_Task item:_ All of the lines below should be output exactly as shown.
Data excerpts section start
PR #523, opened 2023-04-25
Add DEM docstring

MLicari1:
Made a more detailed doc string for the download DEM function.

## Type of change

## Checklist:

### DIFF
--- a/tools/RAiDER/dem.py
+++ b/tools/RAiDER/dem.py
@@ -57,7 +57,18 @@ def download_dem(
     buf=0.02,
     overwrite=False,
 ):
-    """  Download a DEM if one is not already present. """
+    """  
+    Download a DEM if one is not already present. 
+    Args:
+            llbounds: list/ndarry of floats   -lat/lon bounds of the area to download. Values should be ordered in the following way: [S, N, W, E]
+            writeDEM: boolean                 -write the DEM to file
+            outName: string                   -name of the DEM file   
+            buf: float                        -buffer to add to the bounds
+            overwrite: boolean                -overwrite existing DEM
+    Returns:
+            zvals: np.array         -DEM heights
+            metadata:               -metadata for the DEM
+    """
     if os.path.exists(outName) and not overwrite:
         logger.info('Using existing DEM: %s', outName)
         zvals, metadata = rio_open(outName, returnProj=True)


MLicari1:
@jlmaurer Here is the pr for the doc string we talked about at our meeting. Let me know if should make any changes to it. Thank you!

tools/RAiDER/dem.py
```diff
@@ -57,7 +57,18 @@ def download_dem(
...
+    Download a DEM if one is not already present. 
+    Args:
+            llbounds: list/ndarry of floats   -lat/lon bounds of the area to download. Values should be ordered in the following way: [S, N, W, E]
+            writeDEM: boolean                 -write the DEM to file
+            outName: string                   -name of the DEM file   
+            buf: float                        -buffer to add to the bounds
+            overwrite: boolean                -overwrite existing DEM
+    Returns:
+            zvals: np.array         -DEM heights
+            metadata:               -metadata for the DEM
```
Data excerpts section end
_Response to the exercise:_
PR #523, opened 2023-04-25
Add DEM docstring

MLicari1:
Made a more detailed doc string for the download DEM function.

## Type of change

## Checklist:

### DIFF
--- a/tools/RAiDER/dem.py
+++ b/tools/RAiDER/dem.py
@@ -57,7 +57,18 @@ def download_dem(
     buf=0.02,
     overwrite=False,
 ):
-    """  Download a DEM if one is not already present. """
+    """  
+    Download a DEM if one is not already present. 
+    Args:
+            llbounds: list/ndarry of floats   -lat/lon bounds of the area to download. Values should be ordered in the following way: [S, N, W, E]
+            writeDEM: boolean                 -write the DEM to file
+            outName: string                   -name of the DEM file   
+            buf: float                        -buffer to add to the bounds
+            overwrite: boolean                -overwrite existing DEM
+    Returns:
+            zvals: np.array         -DEM heights
+            metadata:               -metadata for the DEM
+    """
     if os.path.exists(outName) and not overwrite:
         logger.info('Using existing DEM: %s', outName)
         zvals, metadata = rio_open(outName, returnProj=True)


MLicari1:
@jlmaurer Here is the pr for the doc string we talked about at our meeting. Let me know if should make any changes to it. Thank you!

tools/RAiDER/dem.py
```diff
@@ -57,7 +57,18 @@ def download_dem(
...
+    Download a DEM if one is not already present. 
+    Args:
+            llbounds: list/ndarry of floats   -lat/lon bounds of the area to download. Values should be ordered in the following way: [S, N, W, E]
+            writeDEM: boolean                 -write the DEM to file
+            outName: string                   -name of the DEM file   
+            buf: float                        -buffer to add to the bounds
+            overwrite: boolean                -overwrite existing DEM
+    Returns:
+            zvals: np.array         -DEM heights
+            metadata:               -metadata for the DEM
```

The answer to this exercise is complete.